Task instructions:
Print out the data below in full, exactly as written.

*** Block opens ***

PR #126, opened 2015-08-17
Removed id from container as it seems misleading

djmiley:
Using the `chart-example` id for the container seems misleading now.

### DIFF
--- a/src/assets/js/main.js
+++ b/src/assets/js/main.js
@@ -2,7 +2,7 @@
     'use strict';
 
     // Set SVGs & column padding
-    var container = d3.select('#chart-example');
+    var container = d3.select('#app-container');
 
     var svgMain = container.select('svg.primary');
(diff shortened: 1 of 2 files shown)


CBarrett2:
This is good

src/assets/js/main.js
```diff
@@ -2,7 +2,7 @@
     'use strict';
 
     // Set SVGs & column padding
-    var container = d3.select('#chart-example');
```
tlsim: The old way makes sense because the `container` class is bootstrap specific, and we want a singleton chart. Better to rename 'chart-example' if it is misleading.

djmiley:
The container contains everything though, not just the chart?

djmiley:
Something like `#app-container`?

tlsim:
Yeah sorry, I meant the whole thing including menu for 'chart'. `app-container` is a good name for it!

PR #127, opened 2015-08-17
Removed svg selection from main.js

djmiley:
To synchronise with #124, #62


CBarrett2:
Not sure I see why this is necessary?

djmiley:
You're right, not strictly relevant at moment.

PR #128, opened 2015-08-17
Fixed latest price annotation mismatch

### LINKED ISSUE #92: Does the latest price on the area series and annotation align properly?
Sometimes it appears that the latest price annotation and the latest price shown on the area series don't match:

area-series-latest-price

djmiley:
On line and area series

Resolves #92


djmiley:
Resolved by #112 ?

*** Block closes ***

Result for this task:
PR #126, opened 2015-08-17
Removed id from container as it seems misleading

djmiley:
Using the `chart-example` id for the container seems misleading now.

### DIFF
--- a/src/assets/js/main.js
+++ b/src/assets/js/main.js
@@ -2,7 +2,7 @@
     'use strict';
 
     // Set SVGs & column padding
-    var container = d3.select('#chart-example');
+    var container = d3.select('#app-container');
 
     var svgMain = container.select('svg.primary');
(diff shortened: 1 of 2 files shown)


CBarrett2:
This is good

src/assets/js/main.js
```diff
@@ -2,7 +2,7 @@
     'use strict';
 
     // Set SVGs & column padding
-    var container = d3.select('#chart-example');
```
tlsim: The old way makes sense because the `container` class is bootstrap specific, and we want a singleton chart. Better to rename 'chart-example' if it is misleading.

djmiley:
The container contains everything though, not just the chart?

djmiley:
Something like `#app-container`?

tlsim:
Yeah sorry, I meant the whole thing including menu for 'chart'. `app-container` is a good name for it!

PR #127, opened 2015-08-17
Removed svg selection from main.js

djmiley:
To synchronise with #124, #62


CBarrett2:
Not sure I see why this is necessary?

djmiley:
You're right, not strictly relevant at moment.

PR #128, opened 2015-08-17
Fixed latest price annotation mismatch

### LINKED ISSUE #92: Does the latest price on the area series and annotation align properly?
Sometimes it appears that the latest price annotation and the latest price shown on the area series don't match:

area-series-latest-price

djmiley:
On line and area series

Resolves #92


djmiley:
Resolved by #112 ?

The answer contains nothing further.